For the portfolio, Warhol selected ten animals listed in the Endangered Species Act of 1973. His source imagery derived from pictures taken by contemporary wildlife photographers, which he silkscreened using vivid, contrasting colours. In 1983, he presented Endangered Species at the Museum of Natural History in New York. Warhol’s decision to unveil the seriesat this renowned institution is significant: placing threatened animals amongst the bones and fossils of species long extinct served as an emphatic visual warning.
Warhol had a longstanding concern for conservation issues. He owned 40 acres of undeveloped land in Colorado, near Aspen, stating ‘I’m not going to build on the land… It’s too pretty.’ He also owned a protected 15-acre beach and surrounding woodland in Montauk, New York, home to a diverse array of wildlife, including spotted turtles, eastern newts, white-tailed deer, hawks and owls. The land was gifted to The Nature Conservancy following Warhol’s death in 1987 – becoming The Andy Warhol Preserve, a flourishing nature sanctuary.
2. Warhol loved animals
Despite his association with consumer culture, Warhol maintained a profound love of nature throughout his life. He had previously explored wildlife earlier in his career as a commercial illustrator – using his blotted-line technique to create greeting cards of butterflies and flowers, as well as portfolios of whimsical cat drawings. His portraits celebrate animals as central characters, rather than peripheral subjects – from Cow Wallpaper (1966) to Turtle (1985) to portraits of Amos and Archie, his beloved dachshunds.

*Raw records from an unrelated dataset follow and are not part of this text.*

PR #363, opened 2016-10-16
Triangulation

qnzhou:
Update summary:

* Refactor exact predicate from CGAL into ```igl::copyleft::cgal::ExactPredicate<Scalar>```
* Implemented single edge flip: ```igl::flip_edge(...)```
* Implemented lexicographic triangulation: ```igl::copyleft::cgal::lexicographic_triangulation(...)```
* Implemented edge flipping Delaunay triangulation: ```igl::copyleft::cgal::delaunay_triangulation(...)```


alecjacobson:
Cool!

Why use a class for the exact predicate? It'd be cool to eventually have a version in the main libigl that could use fast inexact predicates or free exact predicates (from Triangle) or predicates taking CGAL exact rationals. If there's only a few predicates needed (orientation, incircle, insphere) then I'd just as soon pass these as explicit function handle input parameters. Then we don't end up with bloated, unmanageable classes and we fit into the libigl style better.

(also seems to be some issues with the build checks)

qnzhou:
OK, the code is refactored to have predicates as functions.

alecjacobson:
Awesome! So now if we want a purely CGAL-free delaunay implementation for floating point numbers we could suck out the incircle and orient2d predicates from Jonathan Shewchuk's _public domain_ [predicates.c](http://www.cs.cmu.edu/afs/cs/project/quake/public/code/predicates.c)

alecjacobson:
(We should add some unit tests for this on https://github.com/libigl/libigl-unit-tests

qnzhou:
Yes, a version of the predicates are embedded in his triangle.c file.  However, its signature is different from the ones defined in predicates.c.  Maybe add a ```external/predicates``` dependency?

alecjacobson:
since its public domain we might as well just drop the code into the main
libigl

jdumas:
Hi there. I you want a CGAL-free implementation of predicates I can also suggest to look into [Geogram](http://alice.loria.fr/software/geogram/doc/html/index.html), and especially the `Predicates_psm_*.zip` in the download page, which contains only 1 couple of .cpp/.h files. You can check the list of available predicates [here](http://alice.loria.fr/software/geogram/doc/html/predicates_8h.html).

qnzhou:
@alecjacobson I don't think predicates.c can be used in a header-only way...  right?

@jdumas Good to know, will checkout its Delaunay modules.

alecjacobson:
This page http://alice.loria.fr/software/geogram/doc/html/geogram_license.html of Geogram makes it seem like their using Shewchuk's predicates. @jdumas do you know if this is the case?

Maybe the Grogram project has already done the work of getting rid of Shewchuk's global variables and `#define` macros. Otherwise, it does seem that converting predicates.c will be a chore. 

Skimming through `predicates.c`, one way to do this would be to 

- (automatically) convert all `#define` macros to inline functions (in theory without incurring a performance hit)
- manually add the 15 global variables as extra params to functions that use them (100 or so use in the whole file), maybe this can be done automatically by adding all 15 to every function regardless
- add REAL as a template rather than `#define`
- finally, to implement `igl::delaunay_triangulation`, use lambdas and capturing:
```cpp
igl:: delaunay_triangulation(V,F)
{
  DerivedV::Scalar epsilon, splitting ... // Shewchucks 15 "globals"
  predicates_exact_init<DerivedV::Scalar>(epsilon, splitting, ... )
  const auto & orient2d = [&epsilon,&splitting,&...](pa,pb,pc)
  {
     return predicates_orient2D<DerivedV::Scalar>(pa,pb,pc,epsilon,splitting,...);
  }
  const auto & incircle = ... same thing for incircle
  return delaunay_triangulation(V,oreint2D,incircle,F);
}
```

jdumas:
@alecjacobson Yes it a reimplementation of Shewchuk's predicates. Quoting the documentation:

> PCK (Predicate Construction Kit) implements a set of geometric predicates. PCK uses arithmetic filters (Meyer and Pion), expansion arithmetics (Shewchuk) and simulation of simplicity (Edelsbrunner).

I'll ask Bruno Levy about the globals when I see him, but you still need to call a `initialize()` function before using any predicate, at it is needed to compute the machine epsilon. And I don't think it is meant to be used in a header-only way, but you can use a trick similar to [nanosvg](https://github.com/memononen/nanosvg) if you want, i.e. define a macro `LIBIGL_IMPLEMENTATION` to populate only one compilation unit with the actual implementation.

alecjacobson:
I haven't seen the nanosvg thing
 Is that also threadsafe?

jdumas:
@alecjacobson I finally got around to ask Bruno about his precidate code. It's a complete reimplementation that is different from Shewchuk's code. The predicates should also be thread-safe, because expansions are allocated on the stack (via `alloca`).

Also, the call to `GEO::expansion::initialize` is only necessary if the target processor does not support the `fma` operation. See this comment in the `Predicates_psm.cpp` source code:

        // If the target processor supports the FMA (Fused Multiply Add)
        // instruction, then the product of two doubles into a length-2
        // expansion can be implemented as follows. Thanks to Marc Glisse
        // for the information.
        // Note: under gcc, automatic generations of fma() for a*b+c needs
        // to be deactivated, using -ffp-contract=off, else it may break
        // other functions such as fast_expansion_sum_zeroelim().

alecjacobson:
Very cool. Do you know the license of that code? (i.e., do we need to put
it in igl/copyleft )

jdumas:
I believe it is the same as the rest of Geogram (i.e. [3-clauses BSD License](http://alice.loria.fr/software/geogram/doc/html/geogram_license.html)), since there is no external code in the `Predicates_psm.cpp`. But if you have any doubt you can drop a mail to Bruno.

PR #365, opened 2016-10-17
Remove semiperimeter unused code in doublearea.cpp

jmespadero:
I have found two sections of unnecessary/unused code in include/igl/doublearea.cpp.

First, there is a sort of side lengths which is not necessary for the Heron's formula to work:
`
  Eigen::Matrix<typename Derivedl::Scalar, Eigen::Dynamic, 3> l;
  MatrixXi _;
  sort(ul,2,false,l,_);
`

Then, the semiperimeter of the triangle is computed but never used:
`
  // semiperimeters
  Matrix<typename Derivedl::Scalar,Dynamic,1> s = l.rowwise().sum()*0.5;
  assert((Index)s.rows() == m);
`
Each of these sections forces a complete traversal of the side lengths array.

### DIFF
--- a/include/igl/doublearea.cpp
+++ b/include/igl/doublearea.cpp
@@ -141,26 +141,20 @@ IGL_INLINE void igl::doublearea(
   assert(ul.cols() == 3);
   // Number of triangles
   const Index m = ul.rows();
-  Eigen::Matrix<typename Derivedl::Scalar, Eigen::Dynamic, 3> l;
-  MatrixXi _;
-  sort(ul,2,false,l,_);
-  // semiperimeters
-  Matrix<typename Derivedl::Scalar,Dynamic,1> s = l.rowwise().sum()*0.5;
-  assert((Index)s.rows() == m);
   // resize output
-  dblA.resize(l.rows(),1);
+  dblA.resize(m,1);
   parallel_for(
     m,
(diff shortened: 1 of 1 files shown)


jmespadero:
By the way, a small question...

Why to compute the side lengths (which need a sqrt for each side) and then the double_area (which need an extra sqrt) when you could just use the norm of the cross product of two edges to compute the double_area?

alecjacobson:
Removing the semi-perimeter is OK.

But this commit also removes the sort which is necessary for robust computation, see "Miscalculating Area and Angles of a Needle-like Triangle"
https://people.eecs.berkeley.edu/~wkahan/Triangle.pdf
"§2. How to compute ∆ :"
(also applies to question about cross products)

jmespadero:
Ok. Many thanks for the response and the  link. I would suggest to include a small comment in the code to point the reason of sorting.

alecjacobson:
Good suggestion. This is added now to my branch, which I'll merge shortly.

jmespadero:
Also, I would suggest to change this line:
`sort(ul,2,false,l,_);`
to 
`igl::sort(ul,2,false,l,_);`

Which is the same... but will help to understand the code. First time I had read it, I believed (and also my IDE when I pressed) it was a strange call to std::sort or Eigen::sort.

PR #371, opened 2016-10-21
Add support for read/write .off files with color-per-vertex info

jmespadero:
Hi,

I have tuned the readOFF and writeOFF methods to support color-per-vertex information

An minimal example of writeOFF() usage is just adding a line of code to the end of tutorial 104

```cpp
#include <igl/readOFF.h>
#include <igl/viewer/Viewer.h>
#include <igl/jet.h>
#include "tutorial_shared_path.h"

Eigen::MatrixXd V;
Eigen::MatrixXi F;
Eigen::MatrixXd C;

{
  // Load a mesh in OFF format
  igl::readOFF(TUTORIAL_SHARED_PATH "/screwdriver.off", V, F);

  // Plot the mesh
  igl::viewer::Viewer viewer;
  viewer.data.set_mesh(V, F);

  // Use the z coordinate as a scalar field over the surface
  Eigen::VectorXd Z = V.col(2);

  // Compute per-vertex colors
  igl::jet(Z,true,C);

  // Add per-vertex colors
  viewer.data.set_colors(C);

  // Launch the viewer
  viewer.launch();

  // Save our colored mesh
  igl::writeOFF("screwdriverColor.off", V, F, C);
}
```

Which allow to save our data and see it in meshlab or coindesigner.

fromigltomeshlab

readOFF() allows us to export a mesh in meshlab using .off format, check the Vert->color option, and then visualize it in IGL. To load a mesh with color we just have to add an extra array to readOFF() and then check if the color information is valid or empty:

```cpp
#include <igl/readOFF.h>
#include <igl/viewer/Viewer.h>
#include <iostream>

{
  Eigen::MatrixXd V, C;
  Eigen::MatrixXi F;

  // Load a mesh in OFF format and add to a viewer
  igl::viewer::Viewer viewer;
  igl::readOFF("screwdriverColor.off", V, F, C);
  viewer.data.set_mesh(V, F);

  //Check colors.
  if (C.rows() == V.rows())
  {
      std::cout << "Mesh has color per vertex information." << std::endl;
      viewer.data.set_colors(C);
  }
  else
  {
      std::cout << "Mesh has no colors." << std::endl;
  }

  viewer.launch();
}
```
Here is the output of Filter-> Color Creation -> Discrete Curvatures -> RMS Curvature for the lion.off model, exported and visualized with IGL.

frommeshlabtoigl


alecjacobson:
Is it possible to separate the squared_edge_lengths stuff from this pull request? I think then we can merge it immediately.

PR #374, opened 2016-10-24
squared_edge_lengths (clean)

jmespadero:
I have written a `squared_edge_lengths()` function to compute the squared lengths of sides of every triangle/tetrahedron. The reason is to improve the robustness (and sometimes the performance too) of several algorithms that need to use the squared norm of the vectors.

The most obvious result is that it removes the roundoff errors in the igl::cotmatrix() function even for obviously simple case tests as two triangles in unit square.

```cpp
#include <igl/cotmatrix.h>
#include <igl/cotmatrix_entries.h>
#include <igl/internal_angles.h>
#include <Eigen/Dense>
#include <Eigen/Sparse>
#include <iostream>
using namespace std;
int main()
{
  Eigen::MatrixXd V(4,2);
  V<<0,0,
     1,0,
     1,1,
     0,1;
  Eigen::MatrixXi F(2,3);
  F<<0,1,2,
     0,2,3;
     
  Eigen::MatrixXd C(2,3);
  igl::cotmatrix_entries(V,F,C);
  //Should show values without roundoff errors
  std::cout<<"Cotangents: "<<std::endl<<Eigen::MatrixXd(C)<<std::endl;

  Eigen::MatrixXd A(2,3);
  igl::internal_angles(V,F,A);
  std::cout<<"Angles: "<<std::endl<<A*180./M_PI<<std::endl;
     
  Eigen::SparseMatrix<double> L;
  igl::cotmatrix(V,F,L);
  std::cout<<"cotmatrix: "<<std::endl<<Eigen::MatrixXd(L)<<std::endl;
  
  return 0;
}
```


jmespadero:
There is a companion pull-request in libigl-unit-tests renaming functions. It is possible that travis check will fail if not applied.

PR #379, opened 2016-10-25
Input filename as argument

jmespadero:
Hi,
This PR changes some demos in the tutorial to accept an input mesh filename as
argument, instead of working with a fixed input.  Usually the change consist in replacing the line:

``` cpp
igl::readOFF(TUTORIAL_SHARED_PATH "/cow.off", V, F);
```

by this code:

``` cpp
  // Set input mesh filename
  std::string filename(TUTORIAL_SHARED_PATH "/cow.off");
  if (argc > 1)
      filename = std::string(argv[1]);

  // Try to load the input mesh
  if (igl::read_triangle_mesh(filename, V, F) == false)
      return -1;
```

This makes possible to try the demos with several input meshes without recompile.

In some demos, I have added an extra check if the mesh needs some property. For example:

``` cpp
  if (E.rows() < 1)
      std::cerr << "error: Mesh has no boundary"<<std::endl;
```

Laplacian:
laplacian_lion

ARAPParam:
arapparam_lion
Marching cubes:
marching_lion

Picking:
picking_lion


jmespadero:
I am aware that this has also a negative side. Each demo has become a few lines longer, and may be seen as "less focused in geometry". Please feel free to accept or discard this Pull Request.

jmespadero:
I will close this pull request next monday. It makes no sense to keep it open forever.

PR #392, opened 2016-11-08
Support for older GCC

dukecyto:
I had problem compiling AABB with GCC 4.6.3. It seems to be related to this:
http://stackoverflow.com/questions/16007855/gcc-compilation-error-when-using-template-class-method-inside-lambda-expression


alecjacobson:
This is an easy, harmless change. Though in general we're not supporting older versions of GCC so you may run into other issues down the line.

PR #394, opened 2016-11-10
Make usample work like loop subdivision

ikoruk:
Allows for returning a sparse matrix that can then be multiplied with properties


alecjacobson:
Thanks, during the merge I also caught a bug in the loop implementation (which permeated into the new upsample).

**_Public service announcement_**:

In Eigen it is _**not safe**_ to do:

    NV = S*NV;

Instead, use:

    NV = (S*NV).eval();

PR #424, opened 2016-12-21
Some miscellaneous minor changes

qnzhou:
Change summary:

* Minor update to `mesh_boolean` so it handles empty mesh better.
* Change template type for `point_template_squared_distance(...)` method.
* Avoid bound check in `flip_edge(...)`


include/igl/flip_edge.cpp
```diff
@@ -46,10 +46,10 @@ IGL_INLINE void igl::flip_edge(
   assert(c2 < 3);
 
   assert(f1 != f2);
-  const size_t v1 = F(f1, (c1+1)%3);
-  const size_t v2 = F(f1, (c1+2)%3);
-  const size_t v4 = F(f1, c1);
-  const size_t v3 = F(f2, c2);
+  const size_t v1 = F.coeff(f1, (c1+1)%3);
```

People close to Warhol observed that in his later years, the artist displayed a ‘gentler side’, which partly manifested in his growing affinity for animals. Warhol’s biographer, Blake Gopnik explains:
‘In 1986, Warhol was “kinder and easier to be around than at any time since I’d met him,” Pat Hackett later recalled. Paige Powell agreed, saying that Warhol was starting to display a gentler side that was once known only to a few very close companions…She witnessed his new tenderness toward animals: One evening at his favourite Japanese restaurant, he couldn’t eat the lobster he’d just ordered plucked from its tank. Both Powell and Stuart Pivar noted Warhol’s commitment to feeding the neighbourhood pigeons every Sunday morning – early, so no one would notice him at it. “It’s my charity,” he said to Pivar.’
Towards the end of his life, concern for animals remained close to the artist’s heart and found its most explicit expression in Endangered Species. As one of his rare overt ecological statements, the portfolio merges the language of celebrity and commercialism with the fragility of the natural world.